*Task to complete*
Return the lines from the start of the data through the line with "### Testing". Include both of those lines and no others.

*Input material*
PR #5723, opened 2022-06-15
EVG-15871 Added description output to the CLI and description to the backend API

ZackarySantana:
[EVG-15871](https://jira.mongodb.org/browse/EVG-15871)

### Description 
Users have external descriptions of their aliases and instead they should be able to view descriptions set to aliases. The backend was modified to accept descriptions in to the struct (defaulting to an empty string) and in the CLI, to output this description.

### Testing 
As of now, a user cannot create a patch alias with a description. To test, a description was added to the database inside the alias record in the staging database. Then running the command using the staging configuration, you are able to see the description put in. As well, the description shows up nicely on the rest API.

(Please excuse the commits, I had to cherry-pick them from my branches and I'm still getting used to handling them!)

### DIFF
--- a/model/project_aliases.go
+++ b/model/project_aliases.go
@@ -22,6 +22,7 @@ var (
 	gitTagKey      = bsonutil.MustHaveTag(ProjectAlias{}, "GitTag")
 	remotePathKey  = bsonutil.MustHaveTag(ProjectAlias{}, "RemotePath")
 	variantKey     = bsonutil.MustHaveTag(ProjectAlias{}, "Variant")
+	descriptionKey = bsonutil.MustHaveTag(ProjectAlias{}, "Description")
 	taskKey        = bsonutil.MustHaveTag(ProjectAlias{}, "Task")
 	variantTagsKey = bsonutil.MustHaveTag(ProjectAlias{}, "VariantTags")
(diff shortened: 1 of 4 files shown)


model/project_aliases.go
```diff
@@ -22,6 +22,7 @@ var (
 	gitTagKey      = bsonutil.MustHaveTag(ProjectAlias{}, "GitTag")
 	remotePathKey  = bsonutil.MustHaveTag(ProjectAlias{}, "RemotePath")
 	variantKey     = bsonutil.MustHaveTag(ProjectAlias{}, "Variant")
+	descriptionKey = bsonutil.MustHaveTag(ProjectAlias{}, "Description")
```
malikchaya2, line 25: Can you please add a description of what it looks like when printing it in the cli?

malikchaya2: sorry, I meant screenshot

ZackarySantana: "bynn was here" is the description added to the output of the patch command. The above is the change using my own tarball, the below is using native evergreen cli (showing un-updated versions won't be affected by the description change).

malikchaya2: awesome, thank you

malikchaya2 (approved):

PR #5724, opened 2022-06-15
EVG-16783 remove reliance on model interface and update task functions

ablack12:
[EVG-16783](https://jira.mongodb.org/browse/EVG-16783)

### Description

*Exercise result*
PR #5723, opened 2022-06-15
EVG-15871 Added description output to the CLI and description to the backend API

ZackarySantana:
[EVG-15871](https://jira.mongodb.org/browse/EVG-15871)

### Description 
Users have external descriptions of their aliases and instead they should be able to view descriptions set to aliases. The backend was modified to accept descriptions in to the struct (defaulting to an empty string) and in the CLI, to output this description.

### Testing 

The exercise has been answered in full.